◆ What the task requires: Please print every record below exactly as it reads.

◆ Recorded information:
PR #891, opened 2022-09-15
James/desktop ipc

James-Pickett:
* adds inter process communication over a unix socket or named pipe using http
* adds socket path to debug menu

image


ee/desktop/runtime/runner_posix.go
```diff
@@ -0,0 +1,17 @@
+//go:build darwin || linux
```
James-Pickett, line 1: is the name of this file `runner_posix.go` appropriate? Was trying to find something other than `runner_notwindows.go`

ee/desktop/server/server.go
```diff
@@ -0,0 +1,71 @@
...
+
+	if err := os.RemoveAll(socketPath); err != nil {
+		//TODO: log this
+	}
+
+	if err := server.Shutdown(context.Background()); err != nil {
+		//TODO: log this
+	}
+
+	systray.Quit()
```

◆ Answer for the task:
PR #891, opened 2022-09-15
James/desktop ipc

James-Pickett:
* adds inter process communication over a unix socket or named pipe using http
* adds socket path to debug menu

image


ee/desktop/runtime/runner_posix.go
```diff
@@ -0,0 +1,17 @@
+//go:build darwin || linux
```
James-Pickett, line 1: is the name of this file `runner_posix.go` appropriate? Was trying to find something other than `runner_notwindows.go`

ee/desktop/server/server.go
```diff
@@ -0,0 +1,71 @@
...
+
+	if err := os.RemoveAll(socketPath); err != nil {
+		//TODO: log this
+	}
+
+	if err := server.Shutdown(context.Background()); err != nil {
+		//TODO: log this
+	}
+
+	systray.Quit()
```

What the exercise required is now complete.